Algorithm 2: Live GCANO

5 Application

The two proposed approaches were applied to a real-world data set. For convenience, we consider only sets of categorical variables, thus GCANO results coincide with those of multiple correspondence analysis (MCA). A detailed description of Algorithms 1 and 2 in the case of MCA can be found in Iodice D’ Enza and Markos (2015). The data refers to a small corpus of messages or tweets mentioning seven major hotel brands. It was gathered by continuously querying and archiving the Twitter Streaming API service, which provides a proportion of the most recent publicly available tweets, along with information about the user. The data was collected using the twitteR package in R (Gentry 2011). A total of about 10,000 tweets in English were extracted within a time period of 6 consecutive days.

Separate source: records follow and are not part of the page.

PR #2641, opened 2021-10-05
[Backport] Fix KEEP-only pool

r-czajkowski:
Backport of: #2640 

In the 09a87bc commit we didn't take
into account that KEEP-only pool component uses the same functions to
deposit/withdrawal. This commit will adjust these functions to the
changes made in the above commit.


michalsmiarowski (approved):
👍

PR #3067, opened 2022-07-07
RandomBeacon contract for the Beacon Ethereum chain - sortition functions

pdyraga:
~~Depends on #3062~~

Refs #3006

This PR implements Ethereum chain functions for Random Beacon Sortition Pool. The following functions are implemented for Ethereum:
```
OperatorToStakingProvider() (chain.Address, bool, error)
EligibleStake(stakingProvider chain.Address) (*big.Int, error)
IsPoolLocked() (bool, error)
IsOperatorInPool() (bool, error)
JoinSortitionPool() error
```

Some additional changes were necessary to instantiate `RandomBeacon` and `SortitionPool` contract references:
- The base Ethereum chain needs to provide the chain ID, transaction mutex, nonce manager, and mining waiter.
- We need to ensure there is just one instance of transaction mutex. This mutex is held by the base Ethereum chain so there has to be only one instance of Ethereum base chain. The idea is to call global `Connect` only one time and create all the chain instances only one time. Creating chain instances outside of `Connect` is not possible from the outside of `ethereum` package.
- We do not need to instantiate `ethclient.Client` outside of `Connect`, this is the action that should be executed upon establishing the connection, so `Connect` function is the right place.


pdyraga:
There are no unit tests for Ethereum implementation, as they would require having an Ethereum client instance running. This will be covered by system tests. To test functions during the review, the following simple implementation can be used along with `scripts/install.sh` and `scripts/initialize.sh`:
```
package ethereum

import (
	"context"
	"fmt"
	"testing"

	"github.com/keep-network/keep-common/pkg/chain/ethereum"
)

func TestBeaconChain_KnownOperator(t *testing.T) {
	ctx := context.Background()

	config := ethereum.Config{}

	config.URL = "http://127.0.0.1:8545"
	config.Account.KeyFile = "/Users/piotr/dev/ethereum/data/keystore/UTC--2018-11-01T06-24-04.418691008Z--65ea55c1f10491038425725dc00dffeab2a1e28a"
	config.Account.KeyFilePassword = "password"
	config.ContractAddresses = make(map[string]string)
	config.ContractAddresses["RandomBeacon"] = "0x33a4bB615E56bB7538cFF511C4dc0A66fb1B27F8"

	beacon, _, err := Connect(ctx, config)
	if err != nil {
		t.Fatal(err)
	}

	stakingProvider, ok, err := beacon.OperatorToStakingProvider()
	if err != nil {
		t.Fatal(err)
	}
	fmt.Printf("stakingProvider = %v, ok = %v\n", stakingProvider, ok)

	eligibleStake, err := beacon.EligibleStake("0x65ea55c1f10491038425725dc00dffeab2a1e28a")
	if err != nil {
		t.Fatal(err)
	}
	fmt.Printf("eligibleStake = %v\n", eligibleStake)

	eligibleStake, err = beacon.EligibleStake("0x33a4bB615E56bB7538cFF511C4dc0A66fb1B27F8")
	if err != nil {
		t.Fatal(err)
	}
	fmt.Printf("eligibleStake = %v\n", eligibleStake)

	isPoolLocked, err := beacon.IsPoolLocked()
	if err != nil {
		t.Fatal(err)
	}
	fmt.Printf("isPoolLocked = %v\n", isPoolLocked)

	isOperatorInPool, err := beacon.IsOperatorInPool()
	if err != nil {
		t.Fatal(err)
	}
	fmt.Printf("isOperatorInPool = %v\n", isOperatorInPool)

	err = beacon.JoinSortitionPool()
	if err != nil {
		t.Fatal(err)
	}

	isOperatorInPool, err = beacon.IsOperatorInPool()
	if err != nil {
		t.Fatal(err)
	}
	fmt.Printf("isOperatorInPool = %v\n", isOperatorInPool)
}
```

pkg/chain/ethereum/ethereum.go
```diff
@@ -18,17 +22,75 @@ var logger = log.Logger("keep-chain-ethereum")
...
 }
 
-// NewChain construct a new instance of the Ethereum chain handle.
-func NewChain(
+// Connect creates Random Beacon and TBTC Ethereum chain handles.
+func Connect(
 	ctx context.Context,
-	config *ethereum.Config,
-	client ethutil.EthereumClient,
+	config ethereum.Config,
```
lukasz-zimnoch, line 51: Any particular reason to pass the config as a value and not a pointer?

pdyraga: My reasoning was that we do not want to modify anything in the original config and that the value passed should be read-only. This works better if we pass by value (a copy) instead of a pointer.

Apart from brand name, two additional variables were considered. A sentiment score was assigned to each tweet by first counting the number of occurrences of “positive” and “negative” words according to a sentiment dictionary and then subtracting the number of occurrences of negative words from the number of positive. Larger negative scores correspond to more negative expressions of sentiment, neutral (or balanced) tweets net to zero, and very positive tweets score larger, positive numbers. A sentiment polarity variable of either “positive +”, “neutral \(+/-\)” or “negative −” sentiment was finally obtained by simply taking the sign of the sentiment score. Another variable, user visibility or popularity, as measured by the number of followers each user had, was also included in the data set. The variable was categorized into three groups, “low,” “medium,” and “high.”

Fig. 1
figure 1

Exact and Live MCA map of attributes and tweets. (a) Attributes. (b) Tweets

The potential of the proposed methodology lies in monitoring the competitive position of each brand relative to rival brands over time, as new data blocks are processed, according to standard MCA interpretation. The first block consisted of 500 rows (tweets), and five equally sized blocks were consequently added to update the original solution. In Fig. 1, we plot the final solutions of both approaches (Exact and Live) on the same map for the attributes and tweets, respectively. The similarity between the two configurations was measured by the R index, that equals \(\sqrt{1 - m^{2}}\), where m 2 is the symmetric orthogonal Procrustes statistic. The index ranges from 0 to 1 and can be interpreted as a correlation coefficient. The similarity was found very high (R = 0. 997 for both tweets and attributes), which indicates that the “Live” approach in this case is highly accurate. An implementation in the R language available on http://www.amarkos.gr/research/dynMCA/ allows the reader to directly experiment with the proposed methods.

6 Conclusions

The applicability of GCANO and related SVD-based methods has been extended to big data settings and data streams. The so-called Exact implementation leads to an exact solution and follows the split-apply-combine paradigm; this is a desirable feature for the incremental processing of previously available data or for parallel execution. The “Live” implementation extends the applicability of GCANO in cases when the whole data set is not available from the beginning, as in the case of data streams. The discrepancy between Live and ordinary approaches, as well as the accuracy of the Live approach are thoroughly discussed in Iodice D’ Enza and Markos (2015), albeit only in the case of indicator variables. These properties are left to be studied in the case of continuous variables. Since the proposed incremental approach was based on sequential decomposition, an interesting perspective would be to investigate its relationship with a probabilistic approach, i.e. based on stochastic approximation. We defer consideration of these possibilities to future work.